## INFORMATION
PR #50, opened 2016-10-18
Allowing users to be able to view operations logs as cluster-reader i…

### LINKED ISSUE #42: Allow Cluster Reader to have access to the .all alias and .operations index
We should allow users the ability to configure their plugin to determine if just `cluster-admin` or `cluster-reader` as well, can see the infrastructure logs.

ewolinetz:
…f configured

Resolves #42 

@jcantrill @richm PTAL

### DIFF
--- a/src/main/java/io/fabric8/elasticsearch/plugin/acl/DynamicACLFilter.java
+++ b/src/main/java/io/fabric8/elasticsearch/plugin/acl/DynamicACLFilter.java
@@ -21,7 +21,6 @@ import java.io.FileReader;
 import java.io.IOException;
 import java.io.Reader;
 import java.net.InetSocketAddress;
-import java.util.ArrayList;
 import java.util.HashSet;
 import java.util.List;
 import java.util.Set;
@@ -68,10 +67,8 @@ import com.floragunn.searchguard.ssl.util.SSLConfigConstants;
 
 import io.fabric8.elasticsearch.plugin.ConfigurationSettings;
 import io.fabric8.kubernetes.client.ConfigBuilder;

## TASK DIRECTIONS
Restate precisely, and with nothing added, the lines from the one with "import java.util.List;" through the final line of the material.

## RESULT
 import java.util.List;
 import java.util.Set;
@@ -68,10 +67,8 @@ import com.floragunn.searchguard.ssl.util.SSLConfigConstants;
 
 import io.fabric8.elasticsearch.plugin.ConfigurationSettings;
 import io.fabric8.kubernetes.client.ConfigBuilder;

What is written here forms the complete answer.